== Task statement ==
Return only those lines of the listing in which "flush" appears.

== Source material ==
PR #3664, opened 2022-11-22
Dont validate CompactionInterval when compaction is disabled

gaozhangmin:
### Motivation
Currently, We cannot disable minorCompaction and majorCompaction by setting interval to -1, with `gcWaitTime` is  enabled.

### Changes
Don't validate CompactionInterval if compaction is disabled


dlg99 (approved):

horizonzy (approved):
LGTM

zymap (approved):

PR #3672, opened 2022-11-27
[fix][server]fix memory leak when closeRecovered,failed on clearing newEnsemblesFromRecovery

StevenLuMT:
### Motivation

change Future.thenRun to Future.whenComplete in the bookie project there are places that must be released.
1) the first place is updated in  #3662 
2) the second place is this pr: #3672 

the condition that the bug triggers:
1) when future handle exception, thenRun will be ignored to run

### Changes
1) handle exception and clean up when promise complete exceptionally.
2) org.apache.bookkeeper.client.LedgerRecovery2Test#testFirstWriterCannotCommitWriteAfter2ndWriterCloses has cover this pr, so no need to add a new testcase

### DIFF
--- a/bookkeeper-server/src/main/java/org/apache/bookkeeper/client/ReadOnlyLedgerHandle.java
+++ b/bookkeeper-server/src/main/java/org/apache/bookkeeper/client/ReadOnlyLedgerHandle.java
@@ -331,8 +331,7 @@ class ReadOnlyLedgerHandle extends LedgerHandle implements LedgerMetadataListene
                 newEnsemblesFromRecovery.clear();
             }
             if (exception != null) {
-                LOG.error("When closeRecovered,failed on clearing newEnsemblesFromRecovery: {}",
-                        BKException.getExceptionCode(exception));
+                LOG.error("When closeRecovered,failed on clearing newEnsemblesFromRecovery.", exception);
             }
         });
         return f;
--- a/bookkeeper-server/src/main/java/org/apache/bookkeeper/client/ReadOnlyLedgerHandle.java
+++ b/bookkeeper-server/src/main/java/org/apache/bookkeeper/client/ReadOnlyLedgerHandle.java
@@ -326,11 +326,15 @@ class ReadOnlyLedgerHandle extends LedgerHandle implements LedgerMetadataListene
                     return builder.withClosedState().withLastEntryId(lac).withLength(len).build();
                 },
                 this::setLedgerMetadata).run();
-        f.thenRun(() -> {
-                synchronized (metadataLock) {
-                    newEnsemblesFromRecovery.clear();
-                }
-            });
+        f.whenComplete((result, exception) -> {
+            synchronized (metadataLock) {
+                newEnsemblesFromRecovery.clear();
+            }
+            if (exception != null) {
+                LOG.error("When closeRecovered,failed on clearing newEnsemblesFromRecovery: {}",
+                        BKException.getExceptionCode(exception));
+            }
+        });
         return f;
     }
 


HQebupt (approved):
Nice catch. 👍

StevenLuMT:
rerun failure checks

bookkeeper-server/src/main/java/org/apache/bookkeeper/client/ReadOnlyLedgerHandle.java
```diff
@@ -326,11 +326,15 @@ CompletableFuture<Versioned<LedgerMetadata>> closeRecovered() {
...
-        f.thenRun(() -> {
-                synchronized (metadataLock) {
-                    newEnsemblesFromRecovery.clear();
-                }
-            });
+        f.whenComplete((result, exception) -> {
+            synchronized (metadataLock) {
+                newEnsemblesFromRecovery.clear();
+            }
+            if (exception != null) {
```
hangc0276, line 333: The exception has been catched in the outside logic, and where is the memory leak?

hangc0276 (changes requested):

zymap (approved):
LGTM

bookkeeper-server/src/main/java/org/apache/bookkeeper/client/ReadOnlyLedgerHandle.java
horizonzy: The promise may be complete with an exception. https://github.com/apache/bookkeeper/blob/01232c94c91759a175345e8c055951e5cc6091dd/bookkeeper-server/src/main/java/org/apache/bookkeeper/client/MetadataUpdateLoop.java#L125-L178

bookkeeper-server/src/main/java/org/apache/bookkeeper/client/ReadOnlyLedgerHandle.java
```diff
@@ -326,11 +326,15 @@ CompletableFuture<Versioned<LedgerMetadata>> closeRecovered() {
                     return builder.withClosedState().withLastEntryId(lac).withLength(len).build();
                 },
                 this::setLedgerMetadata).run();
-        f.thenRun(() -> {
-                synchronized (metadataLock) {
-                    newEnsemblesFromRecovery.clear();
-                }
-            });
+        f.whenComplete((result, exception) -> {
+            synchronized (metadataLock) {
```
horizonzy, line 330: There is one thing I care about:
Shall we clear `newEnsemblesFromRecovery` when the metadata update fails? 
Line_314 support `newEnsemblesFromRecovery` to do some work. If we clear it, is there some influence for it?

bookkeeper-server/src/main/java/org/apache/bookkeeper/client/ReadOnlyLedgerHandle.java
StevenLuMT: yes, MetadataUpdateLoop.run may be completed with an exception. @hangc0276

bookkeeper-server/src/main/java/org/apache/bookkeeper/client/ReadOnlyLedgerHandle.java
StevenLuMT: @horizonzy it's ok, 
I don't think the problem you mentioned has anything to do with this pr?
I understand this logic is
when finished to `closeRecovered`, clean up data for `newEnsemblesFromRecovery` at the end

horizonzy: Fine.

horizonzy (approved):
LGTM.

bookkeeper-server/src/main/java/org/apache/bookkeeper/client/ReadOnlyLedgerHandle.java
```diff
@@ -326,11 +326,15 @@ CompletableFuture<Versioned<LedgerMetadata>> closeRecovered() {
...
+                newEnsemblesFromRecovery.clear();
+            }
+            if (exception != null) {
+                LOG.error("When closeRecovered,failed on clearing newEnsemblesFromRecovery: {}",
+                        BKException.getExceptionCode(exception));
```
eolivelli, line 335: Get exception code is only a number? Why not dumping the whole exception (with stacktrace)

hangc0276: +1

StevenLuMT: good suggestion, I have updated
@hangc0276 @eolivelli

eolivelli (approved):
+1

PR #3903, opened 2023-04-03
Fix keys leak in EntryLocationIndex when ledgersToDelete is empty

hangc0276:
### Motivation
In EntryLocationIndex#removeOffsetFromDeletedLedgers, if there are no ledgers to delete, the key pair will leak.

### Changes
Check the ledgers to deletion Set first, and if the set is not empty, then generate the keys.


AnonHxy (approved):

AnonHxy:
LGTM

zymap (approved):

horizonzy (approved):
Nice catch

dlg99 (approved):
good catch

PR #3904, opened 2023-04-03
Skip sync the RocksDB when no changes

hangc0276:
### Motivation
For the `LedgerMetadataIndex#removeDeletedLedgers` and `LedgerMetadataIndex#flush`, it will call ledgersDB sync whether the ledgersDB has changed or not. We can skip the sync call when nothing changed in the ledgersDB.

### Changes
- Check whether pendingLedgersUpdates is empty in `flush()` and `pendingDeletedLedgers` is empty in removeDeletedLedgers
- Move the `key.recycle()` in finally to cover keys leak when the ledgersDB operations throw an exception.


zymap (approved):

horizonzy (approved):
LGTM

wenbingshen (approved):
LGTM

merlimat (approved):

PR #3913, opened 2023-04-11
Enable PCBC completionObjects autoShrink to reduce memory usage and gc

wenbingshen:
### Motivation

PerChannelBookieClient completionObjects occupy a lot of heap space and cannot be recycled.
The figure below shows that the internal table array of ConcurrentOpenHashMap has used space size=0, but the array length is still 16384, and the memory overhead is 65552bytes.
image

image

ConcurrentOpenHashMap default DefaultConcurrencyLevel=16. We have hundreds of bookie nodes. Due to the feature of bookie polling and writing, the client and server have long connection characteristics, which will as a result, the memory usage of about 65552 * 16 * 1776 = 1.74GB cannot be recycled, and the space take up by these tables is all size=0 (The broker's owner topic has drifted to other brokers due to Full GC).
image

When the throughput of the pulsar cluster increases and the bookie cluster expands, these memory usage will also increase. Coupled with the unreasonable memory usage in other aspects of pulsar that we know, this will cause the pulsar broker to continuously generate full gc.

### Changes
I think adding autoShrink to completionObjects can reduce this part of memory usage and reduce the frequency of Full GC.

### DIFF
--- a/bookkeeper-server/src/main/java/org/apache/bookkeeper/proto/PerChannelBookieClient.java
+++ b/bookkeeper-server/src/main/java/org/apache/bookkeeper/proto/PerChannelBookieClient.java
@@ -187,7 +187,7 @@ public class PerChannelBookieClient extends ChannelInboundHandlerAdapter {
     final int startTLSTimeout;
 
     private final ConcurrentOpenHashMap<CompletionKey, CompletionValue> completionObjects =
-            ConcurrentOpenHashMap.<CompletionKey, CompletionValue>newBuilder().build();
+            ConcurrentOpenHashMap.<CompletionKey, CompletionValue>newBuilder().autoShrink(true).build();
 
     // Map that hold duplicated read requests. The idea is to only use this map (synchronized) when there is a duplicate
     // read request for the same ledgerId/entryId


horizonzy:
> ConcurrentOpenHashMap default DefaultConcurrencyLevel=16. We have hundreds of bookie nodes. Due to the feature of bookie polling and writing, the client and server have long connection characteristics, which will as a result, the memory usage of about 65552 * 16 * 1776 = 1.74GB cannot be recycled, and the space take up by these tables is all size=0 (The broker's owner topic has drifted to other brokers due to Full GC).

I have a question about this. The memory occupation is not about the array size. The key(CompletionKey) and the value(CompletionValue) is the occupier. As long as the key and the value is removed, the memory occupation will be decrease.
We make the array size autoShrink didn't help the GC

wenbingshen:
> I have a question about this. The memory occupation is not about the array size. The key(CompletionKey) and the value(CompletionValue) is the occupier. As long as the key and the value is removed, the memory occupation will be decrease. We make the array size autoShrink didn't help the GC

@horizonzy The layout of the array object in memory, when pointer compression is enabled, includes
array object header + length * 4 (reference) + length * (single element size)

== Exercise result ==
For the `LedgerMetadataIndex#removeDeletedLedgers` and `LedgerMetadataIndex#flush`, it will call ledgersDB sync whether the ledgersDB has changed or not. We can skip the sync call when nothing changed in the ledgersDB.
- Check whether pendingLedgersUpdates is empty in `flush()` and `pendingDeletedLedgers` is empty in removeDeletedLedgers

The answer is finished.